Identify variables that are actually used for classification.

A variable is used for classification if at least one scene has at least one defined bound for that variable.

Returns:

Variables used for classification

Return type:

list of str

_identify_vectorized(data: Dataset, shape: tuple[int, ...]) ndarray#

Vectorized scene identification using numpy arrays.

static _parse_row_to_ranges(row: Series, variable_names: list[str]) dict[str, tuple[float | None, float | None]]#

Parse a CSV row into variable ranges.

Parameters:
  • row (pd.Series) – Row from the scene definition DataFrame containing scene_id and variable min/max values

  • variable_names (list of str) – List of variable names to extract ranges for

Returns:

Dictionary mapping variable names to (min, max) tuples. None values indicate unbounded ranges (no constraint).

Return type:

dict of str to tuple of (float or None, float or None)

Notes

For each variable, looks for columns named {variable}_min and {variable}_max. NaN values in the CSV are converted to None to indicate unbounded ranges.

Examples

>>> row = pd.Series({'scene_id': 1, 'temp_min': 0.0, 'temp_max': 100.0,
...                  'pressure_min': np.nan, 'pressure_max': 1000.0})
>>> scene_def._parse_row_to_ranges(row, ['temp', 'pressure'])
{'temp': (0.0, 100.0), 'pressure': (None, 1000.0)}
static _point_in_scene(point: dict[str, float], scene, variables: list[str]) bool#

Check if a point falls within a scene’s bounds.

Parameters:
  • point (dict) – Point coordinates

  • scene (Scene) – Scene to test

  • variables (list of str) – List of variable names

Returns:

True if point is in scene, False otherwise

Return type:

bool

_validate_column_name_format(scene_df: DataFrame) None#

Validate that all required variable columns exist with _min and _max suffixes.

Parameters:
  • scene_df (pd.DataFrame) – Scene definition DataFrame

  • required_columns (list of str) – List of variable names that should have min/max pairs

Raises:

ValueError – If scene_id column is missing or if any required variable is missing its _min or _max column

_validate_complete_coverage() None#

Validate that scenes completely cover the bounded parameter space.

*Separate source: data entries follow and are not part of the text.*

PR #119, opened 2018-02-13
Improve computation of effective sample size

junpenglao:
Cherrypicking the pymc3 PR: https://github.com/pymc-devs/pymc3/pull/2854. More information see https://github.com/pymc-devs/pymc3/issues/2810

### DIFF
--- a/bambi/diagnostics.py
+++ b/bambi/diagnostics.py
@@ -1,8 +1,50 @@
 import numpy as np
 import pandas as pd
+from scipy.signal import fftconvolve
 
 # code adapted from pymc3.diagnostics:
 # https://github.com/pymc-devs/pymc3/blob/master/pymc3/diagnostics.py
+
+
+def autocorr(x):
+    """
+    Compute autocorrelation using FFT for every lag for the input array
+    https://en.wikipedia.org/wiki/Autocorrelation#Efficient_computation
+
+    Parameters
+    ----------
+    x : Numpy array
+        An array containing MCMC samples
+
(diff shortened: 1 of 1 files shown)


tyarkoni:
Awesome, thanks!

This is exactly what's in PyMC3, right? @jake-westfall one thing we should consider is reverting to the former state of affairs where PyMC3 was a hard dependency. I doubt many people will have major objections to installing PyMC3 (even those who intend to use the Stan back-end). That way we could just pull this stuff out of PyMC3 rather than having to maintain the same code in two places.

Also, I notice one test seems to be failing, but can't take a careful look right now to see if it's something that was introduced by this PR, or random travis breakage. Will look at it when I can.

junpenglao:
Yep this is exactly what is in PyMC3. 

Actually you can call `pm.effective_n` as well, as it also accept numpy array with the right shape. Alternatively, we can expose the `get_neff` function so you can import it directly.

I think in the long run it might be useful to break out the diagnostic and visualization code to have a library similar to `coda` in R. 

The travis fail doesnt seem to related to this PR (actually I dont think you have a test for diagnostic), but seems it is a legit test fail.

tyarkoni:
Sorry about the absurdly long delay--forgot to follow up on the testing issue at the time. Thanks!

junpenglao:
No worries! We are developing https://github.com/arviz-devs/arviz which are cross backend (pymc3 and pystan currently), will likely implement faster version of effective sample size inside soon.

Issue #114, opened 2017-11-28
Better ordering of variables in plot()


tyarkoni:
I'm not sure how the order of variables is determined at the moment (probably just by the order of the dict keys when requested), but in practice, there isn't usually any rhyme or reason to the default order in the plot (though this can be manually controlled with `varnames`). We should probably default to at least grouping the fixed and random effects--and potentially grouping within the latter based on some simple guesses about parameter names (e.g., all the `1|*` terms and `_sd` terms get grouped separately).

aloctavodia:
Is this solved?

tyarkoni:
Looks that way; guess I forgot to close it. Thanks for the reminder (will get to your PRs ASAP, @aloctavodia—thanks!).

PR #124, opened 2018-06-05
Ordering of variables in plot()

GWeindel:
Following suggestion #114 Added a simple re-ordering code to produce an easier to read plot output. Order is defined as follow : Intercept, main effects, interactions, random effects and sd. Within a subcategory all names are ordered with length of the name.
Would be nice to apply to the summary output but I did not find a quick way to do it.


tyarkoni:
Sorry about the delay getting to this; looks good, thank you!

PR #187, opened 2023-05-05
Pir import with schema

garypolzin:
Currently we use csv_to_parquet with doesn't have a schema, but this does....

[Trello](https://trello.com/c/qdrqaQsJ/3-create-pir-data-schema-for-monthly-upload)


MarionJHolloway (approved):
Looks good to me!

_validate_footprint_data_columns_present(data: Dataset)#

Ensure input data contains all required FootprintVariables.

Parameters:

data (xr.Dataset) – Dataset to validate

Raises:

ValueError – If required variables are missing from the dataset, with a message listing all missing variables

Examples

>>> scene_def = SceneDefinition(Path("scenes.csv"))
>>> scene_def.required_columns = ['cloud_fraction', 'optical_depth']
>>> data = xr.Dataset({'cloud_fraction': [10, 20]})
>>> scene_def.validate_input_data_columns(data)
ValueError: Required columns ['optical_depth'] not in input data for TRMM scene identification.
_validate_min_max_ordering(scene_df: DataFrame) None#

Validate that min values are less than or equal to max values for all bins.

Parameters:
  • scene_df (pd.DataFrame) – Scene definition DataFrame

  • required_columns (list of str) – List of variable names to check

Raises:

ValueError – If any bin has min > max for any variable

_validate_no_overlaps() None#

Validate that no two scenes in the scene definition overlap.

Raises:

ValueError – If any two scenes overlap, with details about the overlapping region

Notes

This handles unbounded ranges in the following ways: - None for min means -∞ (always overlaps with any max) - None for max means +∞ (always overlaps with any min)

_validate_scene_definition_file(scene_df: DataFrame) None#

Validate scene definition file for complete coverage and no overlaps.

Ensures that: 1. Column names follow the expected format (variable_min, variable_max pairs) 2. Min values are less than or equal to max values for all bins 3. Every possible combination of variable values maps to exactly one scene ID 4. There are no gaps in coverage (all value combinations are classified) 5. There are no overlaps (no ambiguous classifications)

Parameters:
  • scene_df (pd.DataFrame) – DataFrame loaded from scene definition CSV with columns: scene_id, var1_min, var1_max, var2_min, var2_max, …

  • required_columns (list of str) – List of variable names that should have min/max pairs

Raises:

ValueError – If any validation check fails, with detailed description of the issue

Examples

>>> df = pd.DataFrame({
...     'scene_id': [1, 2],
...     'temp_min': [0, 50],
...     'temp_max': [50, 100],
...     'pressure_min': [900, 900],
...     'pressure_max': [1100, 1100]
... })
>>> validate_scene_definition_file(df, ['temp', 'pressure'])
# Passes validation
>>> df = pd.DataFrame({
...     'scene_id': [1, 2],
...     'temp_min': [0, 40],  # Overlap at 40-50
...     'temp_max': [50, 100],
...     'pressure_min': [900, 900],
...     'pressure_max': [1100, 1100]
... })
>>> validate_scene_definition_file(df, ['temp', 'pressure'])
ValueError: Overlapping scenes detected...
static _validate_scene_ids(scene_df: DataFrame) None#

Validate scene_id column contains unique integer values.

Parameters:

scene_df (pd.DataFrame) – Scene definition DataFrame

Raises:

ValueError – If scene IDs are not unique or not integer-convertible

identify_and_update(data: Dataset) Dataset#

Identify scene IDs for all data points.

Parameters:

data (xr.Dataset) – Dataset containing all required variables for scene identification

Returns:

Input dataset with scene ID variable added as f”scene_id_{self.type.lower()}”

Return type:

xr.Dataset